- _Action item_: From the entries, copy every line that carries the string "result".

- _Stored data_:
<<<<
PR #366, opened 2024-09-27
Fix spec violations in realm create

zpzigi754:
This fixes rtt_state in B4.3.9.2 and rtt_state in B4.3.9.3, found during the process of verification. The state should be checked and updated by the number of `rtt_num_start`. This PR also removes hundreds of annoying data aborts: I've handled it with a rather radical approach (mapping without unmapping), because using unmapping would affect too many interfaces. I will fix the below undestroyed issue and use the unmapping in another PR. 

```
B4.3.9.2 Failure conditions
rtt_state pre: !RttsStateEqual(
                    params.rtt_base, params.rtt_num_start, DELEGATED)
          post: ResultEqual(result, RMI_ERROR_INPUT)

B4.3.9.3 Success conditions
rtt_state RttsStateEqual(
              Realm(rd).rtt_base, Realm(rd).rtt_num_start, RTT)
```

```
[before]
[TRACE]islet_rmm::rmi::realm::params -- Params { flags: lpa2: 0 sve: 0 pmu: 0, s2sz: 34, sve_v1: 0, num_bps: 0, num_wps: 0, p
[DEBUG]islet_rmm::exception::trap::syndrome -- Data Abort without a change in Exception level
[DEBUG]islet_rmm::exception::trap -- Data Abort (higher), far:88500000
[DEBUG]islet_rmm::exception::trap -- translation, level:3, esr:96000047
[DEBUG]islet_rmm::exception::trap::syndrome -- Data Abort without a change in Exception level
[DEBUG]islet_rmm::exception::trap -- Data Abort (higher), far:88501000
[DEBUG]islet_rmm::exception::trap -- translation, level:3, esr:96000047
[DEBUG]islet_rmm::exception::trap::syndrome -- Data Abort without a change in Exception level
[DEBUG]islet_rmm::exception::trap -- Data Abort (higher), far:88502000
[DEBUG]islet_rmm::exception::trap -- translation, level:3, esr:96000047
[TRACE]islet_rmm::event -- RMI: REALM_CREATE         [88521000, 88524000] > [0, 0]
```

```
[after]
[TRACE]islet_rmm::rmi::realm::params -- Params { flags: lpa2: 0 sve: 0 pmu: 0, s2sz: 32, sve_v1: 0, num_bps: 0, num_wps: 0, p
[TRACE]islet_rmm::event -- RMI: REALM_CREATE         [883CD000, 883D0000] > [0, 0]
 ```

PR #371, opened 2024-10-07
Fix a spec violation in realm destroy

zpzigi754:
This PR fixes a spec violation regarding rtt_state in B4.3.10.3, found during the process of verification. As a result, it fixes the previous issue on ACS tests (mm_rtt_level_start and mm_ha_hd_access), described in #366.

The state should be updated by the number of `rtt_num_start`.

```
B4.3.10.3 Success conditions
rtt_state RttsStateEqual(
              realm.rtt_base, realm.rtt_num_start, DELEGATED)
```

### DIFF
--- a/rmm/src/realm/rd.rs
+++ b/rmm/src/realm/rd.rs
@@ -23,6 +23,7 @@ pub struct Rd {
     vmid: u16,
     state: State,
     rtt_base: usize,
+    rtt_num_start: usize,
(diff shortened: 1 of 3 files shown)


bitboom (approved):
Really nice !

bokdeuk-jeong (approved):

hihi-wang (approved):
>>>>
- _Answer section_:
          post: ResultEqual(result, RMI_ERROR_INPUT)
This PR fixes a spec violation regarding rtt_state in B4.3.10.3, found during the process of verification. As a result, it fixes the previous issue on ACS tests (mm_rtt_level_start and mm_ha_hd_access), described in #366.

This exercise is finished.